*** Opening of Source records ***

PR #695, opened 2023-12-16
chore(rustfmt): enable format_code_in_doc_comments

Valentin271:
This enables more consistently formatted code in doc comments, especially since ratatui heavily uses fluent setters.

See https://rust-lang.github.io/rustfmt/?version=v1.6.0#format_code_in_doc_comments

We're already using rustfmt nightly so this shouldn't change the pipelines or toolchains.

See the diff for the benefits this brings.

What do you guys think about that?


orhun (approved):
I think this is a reasonable change, thanks!

PR #824, opened 2024-01-15
feat: Table column calculation uses layout spacing ✨

kdheepak:
This uses the new `spacing` feature of the `Layout` struct to allocate columns spacing in the `Table` widget.
This changes the behavior of the table column layout in the following ways:

1. Selection width is always allocated.
    - if a user does not want a selection width ever they should use `HighlightSpacing::Never`
2. Column spacing is prioritized over other constraints
    - if a user does not want column spacing, they should use `Table::new(...).column_spacing(0)`

### DIFF
--- a/src/widgets/table/table.rs
+++ b/src/widgets/table/table.rs
@@ -1197,21 +1197,15 @@ mod tests {
         #[test]
         fn length_constraint() {
             // without selection, more than needed width
-            let table = Table::default()
-                .widths([Length(4), Length(4)])
-                .segment_size(SegmentSize::None);
+            let table = Table::default().widths([Length(4), Length(4)]);
             assert_eq!(table.get_columns_widths(20, 0), [(0, 4), (5, 4)]);
 
             // with selection, more than needed width
-            let table = Table::default()
-                .widths([Length(4), Length(4)])
-                .segment_size(SegmentSize::None);
+            let table = Table::default().widths([Length(4), Length(4)]);
             assert_eq!(table.get_columns_widths(20, 3), [(3, 4), (8, 4)]);
 
             // without selection, less than needed width
-            let table = Table::default()
-                .widths([Length(4), Length(4)])
-                .segment_size(SegmentSize::None);
+            let table = Table::default().widths([Length(4), Length(4)]);
             assert_eq!(table.get_columns_widths(7, 0), [(0, 4), (5, 2)]);
 
             // with selection, less than needed width
@@ -1220,36 +1214,26 @@ mod tests {
             // │ (3, 3) │x│ (7, 0) │
             // └────────┘x└────────┘
             // column spacing (i.e. `x`) is always prioritized
-            let table = Table::default()
-                .widths([Length(4), Length(4)])
-                .segment_size(SegmentSize::None);
+            let table = Table::default().widths([Length(4), Length(4)]);
             assert_eq!(table.get_columns_widths(7, 3), [(3, 3), (7, 0)]);
         }
 
         #[test]
         fn max_constraint() {
             // without selection, more than needed width
-            let table = Table::default()
-                .widths([Max(4), Max(4)])
-                .segment_size(SegmentSize::None);
+            let table = Table::default().widths([Max(4), Max(4)]);
             assert_eq!(table.get_columns_widths(20, 0), [(0, 4), (5, 4)]);
 
             // with selection, more than needed width
-            let table = Table::default()
-                .widths([Max(4), Max(4)])
-                .segment_size(SegmentSize::None);
+            let table = Table::default().widths([Max(4), Max(4)]);
             assert_eq!(table.get_columns_widths(20, 3), [(3, 4), (8, 4)]);
 
             // without selection, less than needed width
-            let table = Table::default()
-                .widths([Max(4), Max(4)])
-                .segment_size(SegmentSize::None);
+            let table = Table::default().widths([Max(4), Max(4)]);
             assert_eq!(table.get_columns_widths(7, 0), [(0, 4), (5, 2)]);
 
             // with selection, less than needed width
-            let table = Table::default()
-                .widths([Max(4), Max(4)])
-                .segment_size(SegmentSize::None);
+            let table = Table::default().widths([Max(4), Max(4)]);
             assert_eq!(table.get_columns_widths(7, 3), [(3, 3), (7, 0)]);
         }
 
@@ -1260,58 +1244,42 @@ mod tests {
             // constraint and not split it with all available constraints
 
             // without selection, more than needed width
-            let table = Table::default()
-                .widths([Min(4), Min(4)])
-                .segment_size(SegmentSize::None);
+            let table = Table::default().widths([Min(4), Min(4)]);
             assert_eq!(table.get_columns_widths(20, 0), [(0, 4), (5, 4)]);
 
             // with selection, more than needed width
-            let table = Table::default()
-                .widths([Min(4), Min(4)])
-                .segment_size(SegmentSize::None);
+            let table = Table::default().widths([Min(4), Min(4)]);
             assert_eq!(table.get_columns_widths(20, 3), [(3, 4), (8, 4)]);
 
             // without selection, less than needed width
             // allocates spacer
-            let table = Table::default()
-                .widths([Min(4), Min(4)])
-                .segment_size(SegmentSize::None);
+            let table = Table::default().widths([Min(4), Min(4)]);
             assert_eq!(table.get_columns_widths(7, 0), [(0, 4), (5, 2)]);
 
             // with selection, less than needed width
             // always allocates selection and spacer
-            let table = Table::default()
-                .widths([Min(4), Min(4)])
-                .segment_size(SegmentSize::None);
+            let table = Table::default().widths([Min(4), Min(4)]);
             assert_eq!(table.get_columns_widths(7, 3), [(3, 3), (7, 0)]);
         }
 
         #[test]
         fn percentage_constraint() {
             // without selection, more than needed width
-            let table = Table::default()
-                .widths([Percentage(30), Percentage(30)])
-                .segment_size(SegmentSize::None);
+            let table = Table::default().widths([Percentage(30), Percentage(30)]);
             assert_eq!(table.get_columns_widths(20, 0), [(0, 6), (7, 6)]);
 
             // with selection, more than needed width
-            let table = Table::default()
-                .widths([Percentage(30), Percentage(30)])
-                .segment_size(SegmentSize::None);
+            let table = Table::default().widths([Percentage(30), Percentage(30)]);
             assert_eq!(table.get_columns_widths(20, 3), [(3, 5), (9, 5)]);
 
             // without selection, less than needed width
             // rounds from positions: [0.0, 0.0, 2.1, 3.1, 5.2, 7.0]
-            let table = Table::default()
-                .widths([Percentage(30), Percentage(30)])
-                .segment_size(SegmentSize::None);
+            let table = Table::default().widths([Percentage(30), Percentage(30)]);
             assert_eq!(table.get_columns_widths(7, 0), [(0, 2), (3, 2)]);
 
             // with selection, less than needed width
             // rounds from positions: [0.0, 3.0, 5.1, 6.1, 7.0, 7.0]
-            let table = Table::default()
-                .widths([Percentage(30), Percentage(30)])
-                .segment_size(SegmentSize::None);
+            let table = Table::default().widths([Percentage(30), Percentage(30)]);
             assert_eq!(table.get_columns_widths(7, 3), [(3, 1), (5, 1)]);
         }
 
@@ -1319,39 +1287,29 @@ mod tests {
         fn ratio_constraint() {
             // without selection, more than needed width
             // rounds from positions: [0.00, 0.00, 6.67, 7.67, 14.33]
-            let table = Table::default()
-                .widths([Ratio(1, 3), Ratio(1, 3)])
-                .segment_size(SegmentSize::None);
+            let table = Table::default().widths([Ratio(1, 3), Ratio(1, 3)]);
             assert_eq!(table.get_columns_widths(20, 0), [(0, 7), (8, 6)]);
 
             // with selection, more than needed width
             // rounds from positions: [0.00, 3.00, 10.67, 17.33, 20.00]
-            let table = Table::default()
-                .widths([Ratio(1, 3), Ratio(1, 3)])
-                .segment_size(SegmentSize::None);
+            let table = Table::default().widths([Ratio(1, 3), Ratio(1, 3)]);
             assert_eq!(table.get_columns_widths(20, 3), [(3, 6), (10, 5)]);
 
             // without selection, less than needed width
             // rounds from positions: [0.00, 2.33, 3.33, 5.66, 7.00]
-            let table = Table::default()
-                .widths([Ratio(1, 3), Ratio(1, 3)])
-                .segment_size(SegmentSize::None);
+            let table = Table::default().widths([Ratio(1, 3), Ratio(1, 3)]);
             assert_eq!(table.get_columns_widths(7, 0), [(0, 2), (3, 3)]);
 
             // with selection, less than needed width
             // rounds from positions: [0.00, 3.00, 5.33, 6.33, 7.00, 7.00]
-            let table = Table::default()
-                .widths([Ratio(1, 3), Ratio(1, 3)])
-                .segment_size(SegmentSize::None);
+            let table = Table::default().widths([Ratio(1, 3), Ratio(1, 3)]);
             assert_eq!(table.get_columns_widths(7, 3), [(3, 1), (5, 2)]);
         }
 
         /// When more width is available than requested, the behavior is controlled by segment_size
         #[test]
         fn underconstrained() {
-            let table = Table::default()
-                .widths([Min(10), Min(10), Min(1)])
-                .segment_size(SegmentSize::None);
+            let table = Table::default().widths([Min(10), Min(10), Min(1)]);
             assert_eq!(
                 table.get_columns_widths(62, 0),
                 &[(0, 10), (11, 10), (22, 1)]
--- a/src/widgets/table/table.rs
+++ b/src/widgets/table/table.rs
@@ -1386,7 +1386,7 @@ mod tests {
         }
 
         #[test]
-        fn spacers_priority_when_excess_column_width_available() {
+        fn excess_area_highlight_symbol_and_column_spacing_allocation() {
             // no highlight_symbol rendered ever
             assert_buffer_eq!(
                 test_table_with_selection(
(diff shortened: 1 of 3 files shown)


joshka:
> Selection width is always allocated. 

Does this make it breaking?

kdheepak:
I don’t consider it breaking because previously what the solver did was unstable and not well defined. There is a change in behavior from what it mostly likely did to what it now will always do. I would be very surprised if a user was relying on this behavior because it would probably flicker a lot. 

That said I’m happy to mark it as breaking so it stands out in the changelogs.

joshka:
Ah, I think I misinterpreted what you were saying. You're saying that we allocate the space even if it's zero (due to being no selection). I thought you meant we always allocate the non-zero width event if there's no selection. Am I mistaken on that?

kdheepak:
> we allocate the space even if it's zero (due to being no selection)

Yes. Specifically, we allocate the space for the selection using 

```rust
let [_selection_area, columns_area] =
    Rect::new(0, 0, max_width, 1).split(&Layout::horizontal([
        Constraint::Fixed(selection_width),
        Constraint::Proportional(0),
    ]));
```

and only render columns to the `columns_area`. 

So the column for `highlight_symbol` is always allocated when it should be (when selections are made and when highlight spacing is `WhenSelected` OR when highlight spacing is `WhenSelected`). 

`column_spacing` is added as a `Fixed` constraint into the `columns_area`, so it will be prioritized the most when the column widths are being calculated.

kdheepak:
I added more visual tests for specifying this exact behavior into the tests.

src/widgets/table/table.rs
```diff
@@ -727,30 +725,23 @@ impl Table<'_> {
                 .map(|r| r.cells.len())
                 .max()
                 .unwrap_or(0);
-            // There are `col_count - 1` spaces between the columns
-            let total_space =
-                max_width.saturating_sub(self.column_spacing * col_count.saturating_sub(1) as u16);
-            // Divide the remaining space between each column equally
-            vec![Constraint::Length(total_space / col_count.max(1) as u16); col_count]
+            // Divide the space between each column equally
+            vec![Constraint::Length(max_width / col_count.max(1) as u16); col_count]
```
joshka, line 729: Q: if we made the spacers take away space before the relative constraints (ratio/percentage) are applied (or if this is the way things work already), then could this be expressed as `[Ratio(1, col_count); col_count]`?

src/widgets/table/table.rs
```diff
@@ -1248,12 +1240,17 @@ mod tests {
...
+            // └────────┘x└────────┘
+            // column spacing (i.e. `x`) is always prioritized
             test(
                 &[Length(4), Length(4)],
                 SegmentSize::None,
                 7,
                 3,
-                &[(3, 4), (7, 0)],
+                &[(3, 3), (7, 0)],
             );
```
joshka: This is an example where using DRY for tests makes the tests harder to understand, not easier.
```suggestion
            // with selection, less than needed width
            // <--------7px-------->
            // ┌────────┐x┌────────┐
            // │ (3, 3) │x│ (7, 0) │
            // └────────┘x└────────┘
            // column spacing (i.e. `x`) is always prioritized
            let table = Table::default()
                .widths([Length(4), Length(4)])
                .segment_size(SegmentSize::None);
            assert_eq!(table.get_columns_widths(7, 3), [(3, 3), (7, 0)]);
```

joshka: fixed in 3475ea92409b03fb1a9ac2bc3f41f3889b4f402d

joshka: and 161492f1996b5af1042e2cf1104343832d3c07c2

src/widgets/table/table.rs
```diff
@@ -1484,7 +1364,264 @@ mod tests {
                 .rows(vec![])
                 .footer(Row::new(vec!["h", "i"]))
                 .column_spacing(0);
-            assert_eq!(table.get_columns_widths(10, 0), &[(0, 5), (5, 5)])
+            assert_eq!(table.get_columns_widths(10, 0), [(0, 5), (5, 5)])
+        }
+
+        #[test]
+        fn spacers_priority_unconstrained() {
```
joshka, line 1371: For a reader looking at this code for the first time, neither priority or unconstrained have any meaning with respect to the wider ratatui context, and so are floating undefined abstract concepts. Choosing a test name that is more grounded, defined, concrete would help make it obvious what this test is testing.

src/widgets/table/table.rs
```diff
@@ -1484,7 +1364,264 @@ mod tests {
...
+                let mut buf = Buffer::empty(area);
+                if let Some(s) = selection {
+                    let mut state = TableState::default().with_selected(Some(s));
+                    StatefulWidget::render(table, area, &mut buf, &mut state);
+                    assert_buffer_eq!(buf, expected);
+                } else {
+                    Widget::render(table, area, &mut buf);
+                    assert_buffer_eq!(buf, expected);
+                }
+            }
```
joshka, line 1392: Continuing, here there's a chunk of code which provides context for each thing tested below. The reader has to memorize how this works and then apply that to the tests below in order to understand what's being tested.

This would be better pulled out as a function that just does the rendering.

Given that there are two paths, and the path chosen is based on passing either `None` or `Some(_)` those paths would be better expressed with two obvious methods - `render()`, `render_with_selection()`

src/widgets/table/table.rs
```diff
@@ -1484,7 +1364,264 @@ mod tests {
...
+
+        #[test]
+        fn spacers_priority_unconstrained() {
+            fn test(
+                highlight_spacing: HighlightSpacing,
+                selection: Option<usize>,
+                expected: Buffer,
+            ) {
+                let table = Table::default()
+                    .rows(vec![Row::new(vec!["hello", "world"])])
```
joshka, line 1378: nit: it might be better to pick two words that don't tend to be presented as a single string, as it highlights that these are separate columns rather than a single common sentence. E.g. "ABCDE", "12345" might be more obvious.

src/widgets/table/table.rs
kdheepak: Right now `[Ratio(1, col_count); col_count]` does the same thing as `[Length(max_width / col_count); col_count]`, but that may not be true in the future. In #788, `Length` is higher priority than `Ratio`, so I'd prefer we use `Length`.

> spacers take away space before the relative constraints

I'm not sure if I'm not following what you asking here specifically. I think it won't be possible to make spacers be higher priority because then spacers would allocate the entire space over ratio or percentage.

src/widgets/table/table.rs
```diff
@@ -1484,7 +1364,264 @@ mod tests {
...
+            // no highlight_symbol rendered ever
+            test(
+                HighlightSpacing::Never,
+                None,
+                Buffer::with_lines(vec![
+                    "hello  world   ", // row 1
+                    "               ", // row 2
+                    "               ", // row 3
+                ]),
+            );
```
joshka, line 1403: Taking the advice from above, this might look better as:
```rust

assert_buffer_eq!(
  render_test_table(HighlightSpacing::Never),
  Buffer::with_lines(vec![
     "ABCDE  12345   ",
     "               ",
     "               "
  ]),
);
```

src/widgets/table/table.rs
```diff
@@ -1484,7 +1364,264 @@ mod tests {
...
+                    assert_buffer_eq!(buf, expected);
+                }
+            }
+
+            // no highlight_symbol rendered ever
+            test(
+                HighlightSpacing::Never,
+                None,
+                Buffer::with_lines(vec![
+                    "hello  world   ", // row 1
```
joshka, line 1399: why does this have two spaces if column spacing is 0?

src/widgets/table/table.rs
```diff
@@ -1484,7 +1364,264 @@ mod tests {
...
+                    let mut state = TableState::default().with_selected(Some(s));
+                    StatefulWidget::render(table, area, &mut buf, &mut state);
+                    assert_buffer_eq!(buf, expected);
+                } else {
+                    Widget::render(table, area, &mut buf);
+                    assert_buffer_eq!(buf, expected);
+                }
+            }
+
+            // no highlight_symbol rendered ever
```
joshka, line 1394: It wouldn't hurt to pull these out to individual methods

src/widgets/table/table.rs
```diff
@@ -1484,7 +1364,264 @@ mod tests {
...
+                Some(0),
+                Buffer::with_lines(vec![
+                    "hello  world   ", // row 1
+                    "               ", // row 2
+                    "               ", // row 3
+                ]),
+            );
+            // highlight_symbol rendered because selection is made
+            test(
+                HighlightSpacing::WhenSelected,
```
joshka, line 1437: it probably makes more sense to group the tests by HighlightSpacing value to be able to contrast how for each setting interacts with the selection

src/widgets/table/table.rs
```diff
@@ -1484,7 +1364,264 @@ mod tests {
...
+                None,
+                Buffer::with_lines(vec![
+                    "hello 1234", // row 1
+                    "          ", // row 2
+                    "          ", // row 3
+                ]),
+            );
+            // highlight_symbol space always allocated
+            // because column widths is calculated after
+            // when column widths are calculated, column spacing is prioritized
```
joshka, line 1502: This comment requires some implied understanding of the implementation. Taking a step back from this, how would you explain it if someone didn't know about the implementation detail.

Th comment is difficult to parse in a way that makes grammatical sense "highlight_symbol space always allocated because _column widths is calculated after when column widths are calculated_, column spacing is prioritized". I'm assuming those are three sentences perhaps?

What is the actual property that is being tested for correctness with this test? highlight symbol or column spacing priority? (It's not clear)

src/widgets/table/table.rs
```diff
@@ -1484,7 +1364,264 @@ mod tests {
...
+                    assert_buffer_eq!(buf, expected);
+                }
+            }
+
+            // column spacing is prioritized over everything constraint
+            test(
+                HighlightSpacing::Never,
+                None,
+                Buffer::with_lines(vec![
+                    "hello 1234", // row 1
```
joshka, line 1486: Is the use of truncation in these tests significant with respect to the tested properties, if so call it out, if not avoid it as it puts two behaviors on display and it's difficult to understand which is the behavior that is being tested and which is incidental.

tests/widgets_table.rs
```diff
@@ -399,26 +399,28 @@ fn widgets_table_columns_widths_can_use_mixed_constraints() {
...
-            "│Row11             Row12     │",
-            "│Row21             Row22     │",
-            "│Row31             Row32     │",
-            "│Row41             Row42     │",
-            "│                            │",
-            "│                            │",
-            "└────────────────────────────┘",
-        ]),
-    );
+    // This test is unstable and should not be in the test suite
```
joshka, line 402: Was it unstable before this change? I don't think we've seen test failures, but perhaps it has been always cached and so never indeterminate? Can you cut an issue for this to investigate it at some point?

joshka (approved):
General approval of the change.

The tests could bear improving if they are designed to help a future reader to understand the change. I think I'd find it difficult to understand what to do if a future change broke one of these tests. If they are purely to test the implementation right now, then they are fine.

src/widgets/table/table.rs
joshka: What I mean is that if you have [Percentage(50); 2] and spacer = 10 splitting a space of 100, then you really don't have a 50% constraint, the constraints are 45% now. And in fact you can likely never write a percentage that meaningfully makes sense when spacers are taking some of that space. So that implies that the spacers should remove the space available to split before the constraints get applied. The split impl would then need to first remove the spacer space leaving 90 to split up, and then when that calculation of percentage -> solver constraint happens it would be a percentage of that instead of the total area.
```rust
                    solver.add_constraint(element.size() | EQ(STRONG) | (area_size * percent))?;
```

I haven't looked at the implementation to see if that's how this currently works though, or just how I'd intuitively think about it naively (which is perhaps the right way to think of this for our users).

tests/widgets_table.rs
kdheepak: It was unstable but rarely failed. But if you look through the recent PRs this test has changed a number of times by one column. I talk more about unstable solutions in #788

joshka: Makes sense.

src/widgets/table/table.rs
joshka: Right now isn't that just because of how the constraints interact and then fail when they can't all be met though?
That [p(100), min(20) is 3 cassowary constraints: [a=100(strong), b>=20(strong), b=20(medium)], which just happens to end up with [80,20]. Same deal with spacers I think right [a = 100(strong), sp = 1(required-1),..]

kdheepak: > isn't that just because of how the constraints interact

Yes. But also, I don't see how it can work well any other way.

As context, I don't think it is possible to make `Percentage` (or `Length` or `Ratio`) higher priority than `Min` / `Max` because if you do you'll end up in cases where `Min` and `Max` stop working as intended. 

At best, `Length`, `Percentage` and `Ratio` can be the same priority as `Min` and `Max` (which is what we have now). In #788 `Length` is the same priority as `Min` and `Max` but `Percentage` and `Ratio` are lower priority. 

Because `Percentage` can't have a higher priority, and because it can have a lower priority, it is easier to think of `Percentage(x)` as filling x % of available space after higher priority constraints are resolved.

joshka: Got it - resolving this for now - it was mostly curiosity driven.

src/widgets/table/table.rs
kdheepak: Good idea. I've updated the test name now.

src/widgets/table/table.rs
kdheepak: Changed to `ABCDE` and `12345`.

src/widgets/table/table.rs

*** Close of Source records ***

• Task requirements: Read the entries and pick out all lines that include the word "help".

• Finished exercise:
joshka, line 1371: For a reader looking at this code for the first time, neither priority or unconstrained have any meaning with respect to the wider ratatui context, and so are floating undefined abstract concepts. Choosing a test name that is more grounded, defined, concrete would help make it obvious what this test is testing.
The tests could bear improving if they are designed to help a future reader to understand the change. I think I'd find it difficult to understand what to do if a future change broke one of these tests. If they are purely to test the implementation right now, then they are fine.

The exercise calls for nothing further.